About

MetaMed is a meta data extraction tool for heterogeneous data in a different file formats. It is a non-interactive command line open source application.

MetaMed can be also useful as a simple SPARQL query tool and even as a RDF file serialization format converter.

Supported file formats: DASTA, DICOM, SITS (CSV, XML); image/multimedia files and file system directory structure can be indexed to RDF, too.

Features

Support for operations:
- empty graph,
- import RDF files to the graph,
- extract meta data into the graph,
- export RDF data from the graph,
- and query RDF data using SPARQL.
Sequential operations processing. You can activate one or more operations by selecting command line options.
Extract meta data from selected files or the whole input data directories or files recursively.
Use a file with the list of input data files which enable you to select files for meta data extraction. Each file's (absolute or relative) path on a one row.
Graph can be stored:
- in-memory only,
- in-memory, but always automatically backed from/to specified file system root directory (Note: If graph in file system exists it is loaded into the memory automatically and before application exit it is stored back to the file system. The store/load delay is significant with a large graph.),
- in OpenLink Virtuoso OpenSource database.
Export an application built-in prefix map into a text file.
Set the graph name.
Empty the the graph.
Can print the graph size automatically before and after operations.
Import RDF files(s) to the graph.
Import GZipped RDF files is possible with all data stores. MetaMed will gunzip file when reading.
Set the directory with SPARQL files. One query per file with prefixes or without them when known to MetaMed. All queries will be automatically extended with build-in prefixes and processed.
Select output format for all queries.
Export an application built-in prefix map into a text file.
Export the whole RDF graph to a file with specified RDF serialization.
Merge RDF files – using import and export options (e.g. with in-memory graph).
Use this tool for RDF serialization conversion (e.g. with in-memory graph, you can use export RDF graph property).
Plugable file format support for extractors. You can implement own plugins with support for other file formats.
Parallel data processing - you can set number of threads for:
- meta data extraction
- querying data by SPARQL
- graph export (when extracted by more threads)
Configuration file order:
- user specific ~/.mre/connection.properties.
- or system configuration in the /etc/mre/connection.properties files.
- specify your own file by -virt argument.
The file connection.properties content looks like:
```
        url=jdbc:virtuoso://localhost:1111
        user=username
        password=password
        graph=https://mre.zcu.cz/dataset/example
```
Property graph is the default graph name. It is used when connecting/opening graph. You can change used graph by --graph argument.

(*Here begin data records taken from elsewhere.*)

PR #747, opened 2021-04-17
#627: change `@Multiple` target from `METHOD` to `TYPE`

t1:
As discussed in the last meeting. This is actually a breaking change, but IIRC it hasn't been released yet.

And more sensible test, which discovered a bug: we need to use raw field names for variable names (important for multiple parameters/fields mapped to the same name)

And some typos

### DIFF
--- a/client/implementation/src/main/java/io/smallrye/graphql/client/typesafe/impl/reflection/MethodInvocation.java
+++ b/client/implementation/src/main/java/io/smallrye/graphql/client/typesafe/impl/reflection/MethodInvocation.java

Input and output format support

Implemented support of file formats:

DASTA – DAta STAndard (the Czech language only) is national standard for medical data by Ministry of Health of the Czech Republic,
HL7 – Health Level Seven (HL7) – partial/development support only, because (still) it is not a national standard in the Czech Republic.
DICOM – Digital Imaging and Communications in Medicine,
Stroke data – our internal XML format for diagnostic data and treatment results during three months after the stroke incident,
PNG – Portable Network Graphics
JFIF/JPEG – JPEG File Interchange Format/Joint Photographic Experts Group
TIFF – Tag Image File Format

RDF serialization formats support:

RDF/XML,
RDF/XML-ABBREV,
TURTLE,
N3,
N-TRIPLE.

Supported (query) output formats:

text,
csv, tsv,
rdf,
sse,
json,
xml and xmlstring.

SPARQL is supported for RDF data queries.